Collected data entries:
PR #40, opened 2025-08-20
Added GET: /api/v0/submission/{id}/matter-starts/{matter-starts-id}

JamieBriggsDev:
## What

[Link to story](https://dsdmoj.atlassian.net/browse/CCMSPUI-808)

GET: /api/v0/submission/{id}/matter-starts/{matter-starts-id}

## Checklist

### DIFF
--- a/claims-data/api/open-api-specification.yml
+++ b/claims-data/api/open-api-specification.yml
@@ -196,7 +196,7 @@ paths:
 
   /api/v0/submissions/{id}/matter-starts:
     post:
-      operationId: createMatterStart
+      operationId: getMatterStart
       tags:
         - Matter Starts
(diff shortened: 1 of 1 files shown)


claims-data/api/open-api-specification.yml
```diff
@@ -756,4 +794,21 @@ components:
...
+          type: string
+        procurement_area_code:
+          type: string
+        access_point_code:
+          type: string
+        delivery_location:
+          type: string
+        number_of_matter_starts:
+          type: integer
+          example: 3
```
MapperAtMoJ, line 814: Why are we re-introducing `number_of_matter_starts` here? I thought we said we were going to derive this and certainly not going to add to the `matter_start` record?

PR #46, opened 2025-08-26
Feature/dstew 339/implement open api spec for search endpoint

MapperAtMoJ:
## What

[Link to story](https://dsdmoj.atlassian.net/browse/DSTEW-339)

Modified open-api spec to add get/submissions end point to filter claim submissions by office codes, submissionId, submittedDateFrom, submittedDateTo.

## Checklist

### DIFF
--- a/claims-data/api/open-api-specification.yml
+++ b/claims-data/api/open-api-specification.yml
@@ -235,7 +235,7 @@ paths:
 
       responses:
         '200':
-          description: list of paginated claim submissions (if any found)
+          description: returns a list of paginated claim submissions
           content:
             application/json:
               schema:


claims-data/api/open-api-specification.yml
```diff
@@ -364,8 +409,41 @@ paths:
                 type: object
                 description: submission details
                 properties:
-                  submission:
-                    $ref: '#/components/schemas/SubmissionFields'
+                  submission_id:
```
vvartakMoJ, line 412: What's the reason to not use SubmissionFields here? Assuming there is a good reason, is there any way to avoid duplicating these 30+ lines exactly here and in SubmissionFields later?

vvartakMoJ: Please try this:

allOf:
  - $ref: '#/components/schemas/SubmissionFields'
  
I hope it does the same thing (i.e. removes the extra wrapper "submission" : { ...} )

vvartakMoJ (dismissed):
LGTM!

claims-data/api/open-api-specification.yml
```diff
@@ -196,6 +196,51 @@ paths:
...
+          in: query
+          required: false
+          schema:
+            type: string
+            format: date
+          description: Filter submissions submitted up to this date (inclusive)
+
+      responses:
+        '200':
+          description: list of paginated claim submissions (if any found)
```
PhilDigitalJustice, line 238: Maybe just wording here: 

We always return an list, that list of content can be empty.
A search requests can be valid but no data is returned for that search.
Searches are always a bit more lenient than requests with path params.

PhilDigitalJustice (approved):
LGTM

PR #72, opened 2025-10-02
Fix: Add missing env variable

naseberry:
## What

Add `ECR_REGION` variable to deploy action as the the deploy action failed on staging and therefore production.

UAT used the deploy_branch action therefore this was already ok.

## Checklist


PhilDigitalJustice (approved):
LGTM

PR #73, opened 2025-10-03
Changes to allow authentication of office passed via request param

PhilDigitalJustice:
## What

[Link to story](https://dsdmoj.atlassian.net/browse/DSTEW-560)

WHAT NEEDS TO BE DONE:
Go through the entries above and report every line in which the word "requests" appears.

EXERCISE ANSWER:
A search requests can be valid but no data is returned for that search.
Searches are always a bit more lenient than requests with path params.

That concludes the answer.